Trump’ın bu sözleri Mısır ve Ürdün tarafından yoğun bir tepkiyle karşılanmıştır. Her iki ülke de hiçbir Filistinli mülteciyi almayacaklarını açıklarken böyle bir plana da taraf olmadıklarını belirtmişlerdir. Benzer bir şekilde Filistin yönetimi ve Hamas tarafından yapılan açıklamalarda; Filistinlilerin asla topraklarını terk etmeyecekleri vurgulanmış, Trump’ın sürgün ve göç planı kesin bir şekilde reddedilmiştir.

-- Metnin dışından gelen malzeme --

PR #12606, opened 2016-07-20
Added processing as a recognized programing language

jschluger:
Added Processing ([https://processing.org/](url))as a recognized programing language so that it can automatically get syntax highlighting.

### DIFF
--- a/src/language/languages.json
+++ b/src/language/languages.json
@@ -160,6 +160,14 @@
         "blockComment": ["/*", "*/"],
         "lineComment": ["//"]
     },
+    
+    "processing": {
+        "name": "Processing",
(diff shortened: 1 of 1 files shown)


ficristo:
I'm not part of the Brackets team, but IMHO this change should be integrated as an extension.

abose:
Thanks @jschluger For contributing to brackets.
As a general guideline, brackets core is targetted towards web development, and hence we avoid languages not related to the web in core. Haskell - being an exception as we accidentally merged it in and forgot to rollback :sweat_smile: 
New language support is in the realm of extensions. That can bring in a much more complete support for the language.
Closing as extension idea.

PR #12654, opened 2016-08-06
add typescript and tsx definitions to language.json

zaggino:
note: there's currently no mime for typescript with jsx, that should be altered later ref: https://github.com/codemirror/CodeMirror/issues/3893

### DIFF
--- a/src/language/languages.json
+++ b/src/language/languages.json
@@ -78,6 +78,22 @@
         "lineComment": ["//"]
     },
 
+    "typescript": {
+        "name": "TypeScript",
+        "mode": ["javascript", "text/typescript"],
+        "fileExtensions": ["ts"],
+        "blockComment": ["/*", "*/"],
+        "lineComment": ["//"]
+    },
+
+    "tsx": {
+        "name": "TSX",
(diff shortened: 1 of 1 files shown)


ficristo:
I think you need to change the `htmlmixed` in `LanguageManager` to include the new modes and update the `SVGAttributes.json` and `HTMLAttribute.json`.

But I'm not entirely convinced it belongs to the core.
For example I tried the following TSX example and the html is not highlighted.
```tsx
declare namespace JSX {
    interface IntrinsicElements {
        foo: any
    }
}


declare namespace JSX JSX {
  interface ElementClass {
    render: any;
  }
}

class MyComponent {
  render() {}
}
function MyFactoryFunction() {
  return { render: () => {} }
}

<MyComponent />; // ok
<MyFactoryFunction />; // ok

class NotAValidComponent {}
function NotAValidFactoryFunction() {
  return {};
}
```

zaggino:
Hmm, thinking about it, maybe you're right. Putting it to core would mean people would expect code completion and stuff like that. Better leave it for the extension to define the language then.

PR #12671, opened 2016-08-12
Avoid the edit icon to move in the file exclusion set

ficristo:
This should fix or at least help with #10963

### DIFF
--- a/src/widgets/DropdownButton.js
+++ b/src/widgets/DropdownButton.js
@@ -264,14 +264,19 @@ define(function (require, exports, module) {
             posTop = Math.max(0, toggleOffset.top - $dropdown.height() - 4);
         }
 
+        // Take in consideration the scrollbar to prevent unexpected behaviours (see #10963).
+        var dropdownElement = this.$dropdown[0];
+        var scrollWidth = dropdownElement.offsetWidth - dropdownElement.clientWidth + 1;
+
         if (clip.right > 0) {
-            // Right is clipped, so adjust left to fit menu in editor
-            posLeft = Math.max(0, posLeft - clip.right);
+            // Right is clipped, so adjust left to fit menu in editor.
+            posLeft = Math.max(0, posLeft - clip.right - scrollWidth);
         }
 
         $dropdown.css({
             left: posLeft,
-            top: posTop
+            top: posTop,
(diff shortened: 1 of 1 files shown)


MarcelGerber:
I suppose the empty line isn't supposed to show up any more? For me, it still does...
image

Also, there are the related issues #9305 and #10962. Maybe you can find a fix that handles all 3 of them?

ficristo:
It seems to me you are resizing the window so it's #10962?
Unfortunately fixing #10962 is out for me, I fought enough against CSS with this...

MarcelGerber:
No, the window is at full size and has been at this size the whole time.

ficristo:
With latest changes I should have fixed your issue too. But still not #10962.

src/widgets/DropdownButton.js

Tüm bu açıklamalara rağmen, hâlâ Trump’ın Mısır ve Ürdün’e baskı yaparak Gazze’deki Filistinlileri almalarını sağlayacağını umanlar olduğunu da paylaşmadan geçmeyelim. Çoğunluğu İsrail’e ve ABD’deki Yahudi lobisine yakın bu isimler; nihayetinde Mısır ve Ürdün’ün ABD’nin desteğine ve yardımına muhtaç olduğunu, ABD’nin maddi yardımları ve askerî desteği kesmesi hâlinde iki ülkede de iç karışıklar çıkabileceğini ve bunun da mevcut yöneticilerin koltuklarını kaybetmelerine yol açabileceğini söyleyerek aba altından sopa göstermektedirler.
Sonuç olarak, önümüzdeki günlerde Gazze merkezli bazı gelişmeler yaşanması kuvvetle muhtemel gözükmektedir. Bunlar İsrail’in arzu ettiği cihette mi olur yoksa tam tersi istikamette mi; şimdilik kesin bir şey söyleyemiyorum ama Trump’ın Orta Doğu politikasının züccaciye dükkânına giren fil misali etrafını kırıp dökerek ilerleyeceğini tahmin etmek zor olmasa gerek.
Nihayetinde bölgede yaptıkları şimdiye kadar Trump’a ekstra maliyet yüklememiştir. Nasıl 2017’de Kudüs’ün İsrail’in başkenti olduğu şeklindeki karara imza attıysa, bugün de Gazze’nin tahliye edilmesi kararını hayata geçirmek istemesi şaşırtıcı olmayacaktır. Sanırım bunun önündeki tek engel, bugüne kadar olduğu gibi bundan sonra da Hamas ve Filistinliler olacaktır.